A traditional investment sale process usually results in better terms for the owner, both for the sale and subsequent lease. We are always amazed at the improvements in terms as we go about finding assets for sale.
It is also crucial to find the right investor for each industrial user. This is often their only place, and it is critical for the [tenant/seller]. Having an owner who isn't thoughtful or caring about the user can also be a problem. You need to find the right match.
Industrial users must also be comfortable with the fact that they are giving up control by entering into a sale/leaseback transaction. This adjustment can be difficult for users who are used to being the sole owners of their properties. There are good reasons to believe that prices will continue to rise, despite the frenetic industrial sales market.
Due to the lack of steel and lumber, and the difficulties in getting them, there is a limit on how much development can occur. Scarcity pricing is also continuing to be driven by a limited supply of assets.
The viability of an industrial user's sale-leaseback transaction will ultimately come down to the company's priorities and whether they value flexibility and working capital over security.
The calculus for investors is riskier but can be equally rewarding.
Do Your Research On An industrial Sale-Leaseback Opportunity
W.P. Carey is the most experienced property owner in industrial sale-leasebacks. This has been the firm's main focus since its founding in 1973.
Sale-leasebacks for industrial buildings are our bread and butter.
W.P. was intrigued by these investments. Carey: The facilities are often very crucial to the company doing the sale-leaseback and that's why we were interested in these investments. We're long-term holders and want to own something the company plans to use for a long time.
In an ideal scenario, W.P. Carey's investment thesis seems very simple. Together with the equity investors, we are betting that the company will be successful over a long time. If we are correct, we will collect rent for a primary lease term of 15 or 20 years for starters and possibly [execute] renewals.
What happens if they are wrong?
It all depends on the market and assets involved. High-end properties, such as biotech or food manufacturing facilities, pose a higher risk than generic properties like last-mile fulfillment centers. This risk is greater in smaller markets, but it is slightly less in larger ones.
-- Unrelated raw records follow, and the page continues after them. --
PR #94, opened 2025-11-28
ci: test on MicroK8s both with `baseline` and `privileged` Pod Security Standards

MattiaSarti:
This pull request resolves https://github.com/canonical/charmed-kubeflow-solutions/issues/95 and:
- it is raised to another branch in order not to modify the official solutions for track 1.10 until all changes are tested and approved
- it relies on a branch of the UATs to co-test both changes before merging anything :warning: this reference will be reverted once the UATs' PR is merged to the branch for track 1.10


.github/workflows/deploy-to-microk8s.yaml
```diff
@@ -38,6 +38,13 @@ jobs:
             uats:
               env: feast-remote
               extra-args: ""
+        pod-security-standards:
```
deusebio, line 41: **praise** This is actually very good that we tests both istio CNI and normal side-car init container injection. Beside also testing the PSS (where the istio CNI is required) we also have coverage for both istio modes actually, as a by-product result

.github/workflows/deploy-to-microk8s.yaml
```diff
@@ -94,14 +124,14 @@ jobs:
...
-          tox -c ./modules/${{ matrix.bundle.module }} -vve test_deployment -- -vv -s --risk ${{ env.RISK }}
+          tox -c ./modules/${{ matrix.bundle.module }} -vve test_deployment -- -vv -s --risk ${{ env.RISK }} --istio-cni-bin-dir ${{ matrix.pod-security-standards.istio-cni-bin-dir }} --istio-cni-conf-dir ${{ matrix.pod-security-standards.istio-cni-conf-dir }} --pss ${{ matrix.pod-security-standards.policy }}
 
       - name: Run UATs
         run: |
           git clone https://github.com/canonical/charmed-kubeflow-uats.git ~/charmed-kubeflow-uats
           cd ~/charmed-kubeflow-uats
-          git checkout ${{ env.UATS_BRANCH }}
-          tox -e ${{ matrix.bundle.uats.env }} -- --bundle "" ${{ matrix.bundle.uats.extra-args }}
+          git checkout kf-8136/test/job-exempt-from-baseline-policy
```
deusebio: **todo** this should be changed eventually. Let's just not forget about it

(small niptick is that I would have probably changed the default, not the hard code value, but this is really minor since this change will be reverted)

modules/kubeflow-feast/tests/conftest.py
```diff
@@ -34,6 +59,21 @@ def pytest_addoption(parser):
         help="Risk to be used when deploying the terraform module",
     )
 
+@pytest.fixture(scope="module")
+def istio_cni_bin_dir(request) -> str:
```
deusebio, line 63:
```suggestion
def istio_cni_bin_dir(request) -> str | None:
```

I suppose this can be none if the option is not declared. Similarly also below

.github/workflows/deploy-to-microk8s.yaml
```diff
@@ -73,19 +80,42 @@ jobs:
...
+          # and Juju does not support non-strict MicroK8s snaps unless manually
+          # added to Juju as K8s clouds like this...
+          # `sudo microk8s config | juju add-k8s local-k8s --client`
+          # ...which neither the action `charmed-kubernetes/actions-operator`
+          # nor the `concierge` snap support configuring as of today
+
+          sudo snap refresh
+          sudo snap install juju --channel=3.6/stable --classic
+          sudo snap install charmcraft --channel=3.x/stable --classic
+          sudo snap install microk8s --channel=1.32/stable --classic
```
deusebio: **todo** the K8s version should be configurable

.github/workflows/deploy-to-microk8s.yaml
```diff
@@ -73,19 +80,42 @@ jobs:
...
+          # https://github.com/canonical/istio-operators/issues/656
+          # ...non-strict MicroK8s is required for Istio CNI to be functional,
+          # and Juju does not support non-strict MicroK8s snaps unless manually
+          # added to Juju as K8s clouds like this...
+          # `sudo microk8s config | juju add-k8s local-k8s --client`
+          # ...which neither the action `charmed-kubernetes/actions-operator`
+          # nor the `concierge` snap support configuring as of today
+
+          sudo snap refresh
+          sudo snap install juju --channel=3.6/stable --classic
```
deusebio: **todo** the Juju version should be configurable. We actually probably forgot about this (and that was probably a bug) but we should use the one provided in `dependencies.yaml` (since we are not exposing this as input in the workflow)

.github/workflows/deploy-to-microk8s.yaml
```diff
@@ -73,19 +80,42 @@ jobs:
...
+
+          microk8s status --wait-ready
+          sudo microk8s enable dns hostpath-storage rbac metallb:10.64.140.43-10.64.140.49
+          microk8s status --wait-ready
+
+          # a workaround for Juju 3's strict snap:
+          mkdir -p ~/.local/share/juju
+
+          sudo microk8s config | juju add-k8s local-k8s --client
+          juju bootstrap --agent-version 3.6.9 local-k8s microk8s
```
deusebio: **minor,nice-to-have** can we try to remove the `--agent-version`? We pinned this since 3.6.10 was not very stable, but this should now be resolved

modules/kubeflow-feast/tests/test_deployment.py
```diff
@@ -27,6 +34,12 @@ async def test_apply_terraform_solution(self, juju: jubilant.Juju, risk):
                 "-var",
                 "create_model=false",
                 "-var",
+                f"istio_cni_bin_dir={istio_cni_bin_dir}",
```
deusebio, line 37: **todo** the latest modifications of the deployments have been bundling the vars into "sections", see [here](https://github.com/canonical/charmed-kubeflow-solutions/blob/track/1.10/modules/kubeflow-mlflow/tests/conftest.py#L39). It would probably be nice to have a single fixture about the "privileged" part

modules/kubeflow-feast/main.tf
```diff
@@ -1,62 +1,62 @@
...
-  grafana_agent_k8s_size           = var.grafana_agent_k8s_size
-  http_proxy                       = var.http_proxy
-  https_proxy                      = var.https_proxy
-  istio_cni_bin_dir = var.istio_cni_bin_dir
-  istio_cni_conf_dir = var.istio_cni_conf_dir
-  istio_tls_secret_id              = var.istio_tls_secret_id
-  jupyter_ui_config                = var.jupyter_ui_config
-  katib_db_size                    = var.katib_db_size
-  kfp_db_size                      = var.kfp_db_size
+  source                            = "../kubeflow"
```
deusebio, line 2: **niptick** this linting would seem to rather belong to #91

modules/kubeflow-feast/main.tf
```diff
@@ -1,62 +1,62 @@
...
-  metacontroller_operator_revision = var.metacontroller_operator_revision
-  mlmd_revision                    = var.mlmd_revision
-  minio_revision                   = var.minio_revision
-  oidc_gatekeeper_revision         = var.oidc_gatekeeper_revision
-  pvcviewer_operator_revision      = var.pvcviewer_operator_revision
-  tensorboard_controller_revision  = var.tensorboard_controller_revision
-  tensorboards_web_app_revision    = var.tensorboards_web_app_revision
-  training_operator_revision       = var.training_operator_revision
-  grafana_agent_k8s_revision       = var.grafana_agent_k8s_revision
+  minio_size                        = var.minio_size
```
deusebio, line 20: **niptick** this linting would rather seem to belong to #91

deusebio (changes requested):
Overall quite good! Just a few comments attached. Nothing major. Possibly the only one required for approval on my part would be [this](https://github.com/canonical/charmed-kubeflow-solutions/pull/94/files#r2576376032)

.github/workflows/deploy-to-microk8s.yaml
MattiaSarti: Thank you!

modules/kubeflow-feast/tests/conftest.py
MattiaSarti: Wouldn't it be better to keep them as strings and only strings, as [the underlying charm interprets only strings and wants empty ones to disable Istio CNI](https://github.com/canonical/istio-operators/blob/main/charms/istio-pilot/config.yaml#L2-L15)? It may be less risk prone to avoid the conversion:
_<ins>only</ins> strings CLI args -> <ins>either</ins> strings <ins>or</ins> Nones in Python -> <ins>only</ins> strings in Terraform (-> <ins>only</ins> strings as charm configs)_

This way we always propagate them as is from the module to the charm instead of risking not to because of Python logic bases on `None`s.

modules/kubeflow-feast/main.tf
MattiaSarti: Yes, but we are planning to merge this PR into that, as it starts from the tip of that branch, and so this will eventually fix it there too.

modules/kubeflow-feast/main.tf
MattiaSarti: Yes, but we are planning to merge this PR into that, as it starts from the tip of that branch, and so this will eventually fix it there too.

modules/kubeflow-feast/tests/test_deployment.py
MattiaSarti: Good idea! The problem is that we should rebase to achieve that, as those changes were not on main when we started the PR this PR is built onto (https://github.com/canonical/charmed-kubeflow-solutions/pull/91) and then this PR itself (https://github.com/canonical/charmed-kubeflow-solutions/pull/94). Can we fix this on https://github.com/canonical/charmed-kubeflow-solutions/pull/91 once we merge https://github.com/canonical/charmed-kubeflow-solutions/pull/94 into https://github.com/canonical/charmed-kubeflow-solutions/pull/91, so that it's easier to rebase?

modules/kubeflow-feast/tests/conftest.py
deusebio: As it is written, I believe the type *could* also be None. To make it type compatible just use:

```
return request.config.getoption("--istio-cni-bin-dir", "")
```

and you could also use skip=False to raise

See [here](https://github.com/pytest-dev/pytest/blob/8fb7815f1440c7cf8718c248639109a779db575d/src/_pytest/config/__init__.py#L1877)

modules/kubeflow-feast/tests/test_deployment.py
deusebio: I *personally* believe we should use feature branches, with #91 being merged into the feature branch, and then 94 into the feature branch.

But my understanding is that #91 is about providing the config options (leaving outside the CI/tests), whereas this one is about the test. As such, these changes would rather belong to the tests and CI, I believe

deusebio: anyhow, up to you on how to proceed. If you want to merge anyway and work on the comments onthe other one that's also fine, see https://github.com/canonical/charmed-kubeflow-solutions/pull/91#issuecomment-3596152354

In the latter case, my approval is not required, I'd say

modules/kubeflow-feast/tests/conftest.py
MattiaSarti: Agreed with call: `request.config.getoption("--istio-cni-bin-dir") or ""`

MattiaSarti:
Ported to https://github.com/canonical/charmed-kubeflow-solutions/pull/96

His first section includes elements that are consistent across all real estate deal types and asset classes. He recommended that potential investors order an environmental phase I (and a Phase II study if necessary) and have an engineer inspect the property to assess its structural integrity. Finally, he reviewed the title and survey.
You must ensure that you are purchasing a piece of clean real estate.
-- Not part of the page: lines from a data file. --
PR #92, opened 2025-11-27
[KF-8177] Use track 1.10/ for minio

deusebio:
The charm on the 1.10 track implements side-car and ops pattern, and it is able to support back up and restore functionalities
 
This requires the PR [here](https://github.com/canonical/charmed-mlflow-solutions/pull/25) to be merged first

PR #96, opened 2025-12-02
feat: enable Pod Security Standards policy in Terraform modules

### LINKED ISSUE #90: Exposing Configs for Applying `baseline` Pod Security Standards to User Namespaces

mvlassis:
This PR is a merge of #91 and #94 and closes #90

## Notes
- This PR adds 3 new variables in the Terraform solutions: `istio_cni_bin_dir`, `istio_cni_conf_dir`, and `kubeflow_profiles_security_policy`. `kubeflow_profiles_security_policy` has simple validation to ensure it has appropriate values.
- These 3 variables can be configured with options when running the tests
- `deploy-to-microk8s.yaml` is modified to test the security policy in the CI
- We are adding a new value in `dependencies.yaml` to decouple the CKF branch from the UATs branch which is very useful in testing.

## Note for reviewers
There are 3 changes that will be reverted after the PR is approved so that the tests pass:
- `UATS_BRANCH` from `main` (will revert to `track/1.10`)
- `--bundle ""` in `deploy-to-microk8s.yaml` (will revert to not passing anything)
- The channel of `kubeflow-profiles` from `1.10/edge` (will revert to `1.10/stable`)


MattiaSarti (changes requested):
suggestion: Merging https://github.com/canonical/charmed-kubeflow-solutions/pull/98 should solve the missing details!

note: My PR has "TODO"s beside the lines with temporary changes to be reverted before merging, to enable temporary testing.

MattiaSarti (approved):
todo: before merging, let's undo the temporary changes for testing, the ones marked with "TODO" comments

MattiaSarti (approved):

MattiaSarti:
@deusebio and @kimwnasptd, we're requesting reviews from both of you as I've co-authored the changes and my review doesn't count.

.github/dependencies.yaml
```diff
@@ -1,3 +1,4 @@
-CKF_BRANCH: "track/1.10"
+CKF_BRANCH: "track/1.10"  
 K8S_VERSION: "1.32"
-JUJU_VERSION: "3.6"
\ No newline at end of file
+JUJU_VERSION: "3.6"
+UATS_BRANCH: "main" # TODO: revert this to "track/1.10"
```
deusebio: **question** I still don't understand why we need this. In general, we would expect that this is aligned with CKF_BRANCH?

modules/kubeflow/variables.tf
```diff
@@ -101,6 +113,16 @@ variable "kfp_db_size" {
   default     = "10G"
 }
 
+variable "kubeflow_profiles_security_policy" {
+  description = "Security policy for pod security standards enforced in user workloads. Only `privileged` and `baseline` are supported"
+  type        = string
+  default     = "privileged"
+
+  validation {
+    condition     = var.kubeflow_profiles_security_policy == "privileged" || var.kubeflow_profiles_security_policy == "baseline"
```
deusebio: **suggestion** using `contains` would seem a bit more readable and scalable, but up to you. I would just keep it consistent with the other line [here](https://github.com/canonical/charmed-kubeflow-solutions/pull/96/files#diff-05a35bba616d71ffe22a96f5106240e8e179dca22122b69f94f87c32b48d6821R128)

modules/kubeflow/applications.tf
```diff
@@ -240,8 +242,11 @@ module "kubeflow_dashboard" {
 module "kubeflow_profiles" {
   source     = "git::https://github.com/canonical/kubeflow-profiles-operator//terraform?ref=track/1.10"
   model_name = var.create_model ? juju_model.kubeflow[0].name : local.model
-  revision   = var.kubeflow_profiles_revision
-  channel    = "1.10/${var.risk}"
+  config = {
+    "security-policy" : var.kubeflow_profiles_security_policy
+  }
+  revision = var.kubeflow_profiles_revision
+  channel  = "1.10/edge" # TODO: revert the risk from edge to var.risk
```
deusebio: **todo** update

.github/workflows/deploy-to-microk8s.yaml
```diff
@@ -15,13 +15,14 @@ on:
...
         default: 'stable'
+
   pull_request:
   schedule:
     - cron: "17 02 * * 1"
 
 jobs:
   deploy-solution:
-    name: Deploy to MicroK8s
+    name: Deploy CKF + MLFlow/Feast solution to K8s
```
deusebio: **todo, minor** this would not be consistent with the other substrates. Also I would not make a title too long, "Deploy to <substrate>". Listing the subcomonents may not scale out. The names of the components are anyway defined in the name of the jobs in the matrix

deusebio (commented):
There are still few "TODO" to be fixed, and also I have a few points I'd like to follow up

.github/dependencies.yaml
MattiaSarti: On track branches, yes, but not necessarily in general: in this PR, for example, we want to test the changes of this branch of the solutions with the UATs currently on main, and we need to be able to disentangle the branches in these cases.

modules/kubeflow/variables.tf
mvlassis: Updated in https://github.com/canonical/charmed-kubeflow-solutions/pull/96/commits/fc6bec157ed049a1ef1a1f4acc073eb6ca1587dd

.github/dependencies.yaml
mvlassis: The reason is that we haven't yet backported the new UAT to [track/1.10](https://github.com/canonical/charmed-kubeflow-uats/tree/track/1.10), but we still wanted to ensure that the CI is green here. After the backport is completed, we would merge the changes

.github/workflows/deploy-to-microk8s.yaml
mvlassis: Update for consistency in https://github.com/canonical/charmed-kubeflow-solutions/pull/96/commits/1f9b5c890bb50725270c25f944e78289aba1cea9

.github/dependencies.yaml
deusebio: Yes, I believe you guys have a point. Yes, let's keep it in. I believe I was thinking about this given in TF repo we ONLY have track branches, but having this configurable in a single place it is actually quite convenient.

Also in the MinIO PR (#92 ) I could have used it, and it would have made things way more convenient

deusebio (approved):
Looks good! Thank you for following up on the various comments!

.github/dependencies.yaml
MattiaSarti: Perfect, then!

mvlassis:
After discussing with @deusebio and @MattiaSarti, we are also adding a matrix strategy for running the UATs in AKS and EKS, both with `baseline` and `privileged` security policies. Note that the locations for the the CNI bin and the CNI configuration we are using the default values specified in [the upstream CNI chart](https://github.com/istio/istio/blob/b6ed6e1a7d92be86dbf51fc3d42ab02f1b0e2941/manifests/charts/istio-cni/values.yaml#L22-L23)

kimwnasptd (approved):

The next step is to review the company that will sell you the property.
It is important to fully understand the industry and the company's place within it. Also, you need to know about any potential threats to the industry or the company. It is essential to examine the credit to understand the reasons the building is so important for the company and to determine the company's financial outlook in the short, medium, and long term. It is important to review the balance sheet of the company. You should examine their attitudes towards leverage and how they've fared in downturns.
This process shows that a sale-leaseback transaction can be more than just a real estate deal. It's more like creating a long-term, mutually-beneficial partnership.